2016年ACCA考试《公司法与商法》冲刺题(1)

时间:2020-01-15 13:15:02 来源:

【摘要】 即将参加ACCA考试的考生们,考试即将到来,大家的备考工作进行得如何了?考必过为大家精心整理了2016年ACCA考试《公司法与商法》冲刺题(1),希望能够助力ACCA考试,相信坚持一定会有成果。那么,同学们一起快来做题吧!关于2016年ACCA考试《公司法与商法》冲刺题(1)的具体内容如下:

  In relation to the law of contract,explain the rules relating to:

  (a)acceptance of an offer;

  (b)revocation of an offer.

  Answer:

  This question requires an explanation of the rules relating to the acceptance and revocation of offers in contract law.

  (a)Acceptance is necessary for the formation of a contract. Once the offeree has accepted the terms offered, a contract comes into effect. Both parties are bound: the offeror can no longer withdraw their offer, nor can the offeree withdraw their acceptance. The rules relating to acceptance are:

  (i)Acceptance must correspond with the terms of the offer. Thus, the offeree must not seek to introduce new contractual terms into their acceptance (Neale v Merrett (1930)).

  (ii)A counter-offer does not constitute acceptance (Hyde v Wrench (1840)). Analogously, a conditional acceptance cannot create a contractual relationship (Winn v Bull (1877)).

  (iii)Acceptance may be in the form of express words, either oral or written. Alternatively, acceptance may be implied from conduct (Brogden v Metropolitan Railway Co (1877)).

  (iv)Generally, acceptance must be communicated to the offeror. Consequently, silence cannot amount to acceptance (Felthouse v Bindley (1863)).

  (v)Communication of acceptance is not necessary, however, where the offeror has waived the right to receive communication. Thus in unilateral contracts, such as Carlill v Carbolic Smoke Ball Co (1893), acceptance occurred when the offeree performed the required act. Thus, in the Carlill case, Mrs Carlill did not have to inform the Smoke Ball Co that she had used their treatment.

  (vi)Where acceptance is communicated through the postal service, then it is complete as soon as the letter, properly addressed and stamped, is posted. The contract is concluded even if the letter subsequently fails to reach the offeror(Adams v Lindsell (1818)). However, the postal rule will only apply where it is in the contemplation of the parties that the post will be used as the means of acceptance. If the parties have negotiated either face to face, in a shop, for example, or over the telephone, then it might not be reasonable for the offeree to use the post as a means of communicating their acceptance and they would not gain the benefit of the postal rule.

  The postal rule applies equally to telegrams (Byrne v Van Tienhoven (1880)). It does not apply, however, when means of instantaneous communication are used (Entores v Miles Far East Corp (1955)).
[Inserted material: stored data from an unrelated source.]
PR #1825, opened 2023-05-25
feat(shallow): compare dates even if not referentially equal

nicksrandall:

Fixes #

## Summary
This adds a condition in `shallow` compare function to handle dates

## Check List

### DIFF
--- a/src/shallow.ts
+++ b/src/shallow.ts
@@ -32,6 +32,10 @@ export function shallow<T>(objA: T, objB: T) {
     }
     return true
   }
+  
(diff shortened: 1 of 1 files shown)


dai-shi:
It's requested once before #1064, and we decided to support only plain objects.
Please consider using custom equality function.

We have a test to be explicit:
https://github.com/pmndrs/zustand/blob/8cb150ae8aa4176645d7d33b54964256388ccc9f/tests/shallow.test.tsx#L124-L133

  In order to expressly exclude the operation of the postal rule, the offeror can insist that acceptance is only to be effective on receipt (Holwell Securities v Hughes(1974)). The offeror can also require that acceptance be communicated in a particular manner. Where the offeror does not insist that acceptance can only be made in the stated manner, then acceptance is effective if it is communicated in a way no less advantageous to the offeror (Yates Building Co v J Pulleyn& Sons (1975)).
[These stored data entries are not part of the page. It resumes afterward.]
PR #1913, opened 2023-07-01
📝 Fixed some grammar and punctuation

thedipankarroy:
Fixed some grammar and punctuation

### DIFF
--- a/readme.md
+++ b/readme.md
@@ -8,7 +8,7 @@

  (b)Revocation is the technical term for the cancellation of an offer and occurs when the offeror withdraws their offer. The rules relating to revocation are:

  (i)An offer may be revoked at any time before acceptance. However, once revocation has occurred, it is no longer open to the offeree to accept the original offer (Routledge v Grant (1828)).

  (ii)Revocation is not effective until it is actually received by the offeree. This means that the offeror must make sure that the offeree is made aware of the withdrawal of the offer, otherwise it might still be open to the offeree to accept the offer(Byrne v Tienhoven (1880)).
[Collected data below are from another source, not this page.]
PR #1963, opened 2023-07-28
fix: declare @types/react as peerDep to avoid phantom dep

leviosa-e:

Fixes [#2047 of jotai](https://github.com/pmndrs/jotai/issues/2047)

## Check List


dai-shi (approved):
Thanks!

sewera (approved):
good idea :)

PR #1985, opened 2023-08-09
fix(readme): description with createWithEqualityFn

dai-shi:

https://github.com/pmndrs/zustand/discussions/1937#discussioncomment-6675672

## Summary

Clarify to use `createWithEqualityFn` for `shallow`.

## Check List

### DIFF
--- a/readme.md
+++ b/readme.md
@@ -86,7 +86,7 @@ const honey = useBearStore((state) => state.honey)
 
 If you want to construct a single object with multiple state-picks inside, similar to redux's mapStateToProps, you can tell zustand that you want the object to be diffed shallowly by passing the `shallow` equality function.
 
-To use a custom equality function, you need `createWithEqualityFn` from `zustand/traditional`. It takes the second argument for the default equality function.
+To use a custom equality function, you need `createWithEqualityFn` instead of `create`. Usually you want to specify `Object.is` as the second argument for the default equality function, but it's configurable.
 
 ```jsx
 import { createWithEqualityFn } from 'zustand/traditional'
--- a/readme.md
+++ b/readme.md
@@ -86,8 +86,21 @@ const honey = useBearStore((state) => state.honey)
 
 If you want to construct a single object with multiple state-picks inside, similar to redux's mapStateToProps, you can tell zustand that you want the object to be diffed shallowly by passing the `shallow` equality function.
 
+To use a custom equality function, you need `createWithEqualityFn` from `zustand/traditional`. It takes the second argument for the default equality function.
+
 ```jsx
+import { createWithEqualityFn } from 'zustand/traditional'
 import { shallow } from 'zustand/shallow'
+
+// Use createWithEqualityFn instead of create
+const useBearStore = createWithEqualityFn(
+  (set) => ({
+    bears: 0,
+    increasePopulation: () => set((state) => ({ bears: state.bears + 1 })),
+    removeAllBears: () => set({ bears: 0 }),
+  }),
+  Object.is // Specify the default equality function, which can be shallow
+)
 
 // Object pick, re-renders the component when either state.nuts or state.honey change
 const { nuts, honey } = useBearStore(


readme.md
```diff
@@ -86,9 +86,22 @@ const honey = useBearStore((state) => state.honey)
 
 If you want to construct a single object with multiple state-picks inside, similar to redux's mapStateToProps, you can tell zustand that you want the object to be diffed shallowly by passing the `shallow` equality function.
 
+To use a custom equality function, you need `createWithEqualityFn` from `zustand/traditional`. It takes the second argument for the default equality function.
```
sewera, line 89: I feel it's a bit confusing — "to use a custom equality function" and then "for the default equality function."

Is the default eq fn a default for that store, but you can still override it later? If so, I suggest:

```suggestion
To use a custom equality function that will become a new default for the store, you need `createWithEqualityFn` from `zustand/traditional`.
Pass an equality function as a second argument.
```

readme.md
```diff
@@ -86,9 +86,22 @@ const honey = useBearStore((state) => state.honey)
...
 import { shallow } from 'zustand/shallow'
 
+// Use createWithEqualityFn instead of create
+const useBearStore = createWithEqualityFn(
+  (set) => ({
+    bears: 0,
+    increasePopulation: () => set((state) => ({ bears: state.bears + 1 })),
+    removeAllBears: () => set({ bears: 0 }),
+  }),
+  Object.is // Specify the default equality function, which can be shallow
```
sewera, line 102: If the eq fn is shallow, what is the effect of using 'zustand/shallow'? Isn't the eq fn always shallow then, regardless of it?

sewera (changes requested):

readme.md
dai-shi: Thanks for the suggestion. Let me clarify and maybe you have some other suggestions.
- `create` (in v5) doesn't allow changing equality function. (It's always `Object.is` equivalent.)
- To use custom equality function, `createWithEqualityFn` is necessary.
  - The signature is `const useMyStore = createEqualityFn(..., defaultEqualityFn)`.
  - `useMyStore(selector, equalityFn)` can override the default equality function.
  - If you specify `Object.is` for the second argument of createEqualityFn, it behave the same as `create` < v4.4.0.

readme.md
dai-shi: If you do this:
```js
import { createWithEqualityFn } from 'zustand/traditional'
import { shallow } from 'zustand/shallow'

const useMyStore = createWithEqualityFn(..., shallow)
```
You don't need to specify shallow for useMyStore:
```js
  useMyStore(...)
  // that 👆 is the same as this 👇 
  useMyStore(..., shallow)
```

readme.md
sewera: Alright, so my proposal:

```suggestion
To use a custom equality function that will become a new default for the store, you need `createWithEqualityFn` from `zustand/traditional`.
Pass a desired equality function as a second argument, like so:
```

readme.md
sewera:
```suggestion
  customEqualityFunction // This will become the default equality function, unless you pass another one to `useBearStore` hook.
```

And then I'd add a `customEqualityFunction`.

sewera (changes requested):
I'd explicitly write some example of an actually different equality function than the `Object.is` to highlight the use case.

One use case I can think about that better highlights what a real-world scenario could be would be something like:

```js
const useNotificationStore = createWithEqualityFn(set => ({
    notifications: []
    addNotification: notification => set(state => ({ notifications: [...state.notifications, notification] }))
  }),
  hashEquality
)

function hashEquality(a, b) {
  return JSON.stringify(a.notifications.map(it => it.hash)) === JSON.stringify(b.notifications.map(it => it.hash))
}
```

provided that notification hash is computed in backend.

dai-shi:
> I'd explicitly write some example

That would be good, but our strong desire is to keep readme.md as minimal as possible.
So, what I'd like to do is to show something very essential in readme.md and link to docs for details.
See: https://github.com/pmndrs/zustand#typescript-usage

sewera:
You're right. I still suggest this rephrasal: https://github.com/pmndrs/zustand/pull/1985#discussion_r1288383694

readme.md
dai-shi: What I was concerning is the backward compatibility with previous version. But, I think it's not super important.

dai-shi: > for the store

It's not for the store (which is still Objet.is), but it's for the hook.

dai-shi: "To use a custom equality function, you need `createWithEqualityFn` instead of `create`. Usually, specify `Object.is` at the second argument for the default equality function, but it's configurable." How about that?

sewera: "To use a custom equality function, you need `createWithEqualityFn` instead of `create`. Usually you want to specify `Object.is` as the second argument for the default equality function, but it's configurable."

dai-shi: Thanks. I'll update it later.

sewera (approved):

  (iii)Communication of revocation may be made through a reliable third party. Where the offeree finds out about the withdrawal of the offer from a reliable third party, the revocation is effective and the offeree can no longer seek to accept the original offer (Dickinson v Dodds (1876)).

  (iv)A promise to keep an offer open is only binding where there is a separate contract to that effect. Such an agreement is known as an option contract, and it must be supported by separate consideration for the promise to keep the offer open.

  (v)In relation to unilateral contracts, i.e. a contract where one party promises something in return for some action on the part of another party, revocation is not permissible once the offeree has started performing the task requested (Errington v Errington & Woods (1952)).

以上就是考必过为大家整理的2016年ACCA考试《公司法与商法》冲刺题(1)的具体内容。没有特别幸运,那么请先特别努力,别因为懒惰而失败,还矫情地将原因归于自己倒霉。你必须特别努力,才能显得毫不费力。最后,考必过预祝大家在未来的ACCA考试中能够取得优异的成绩!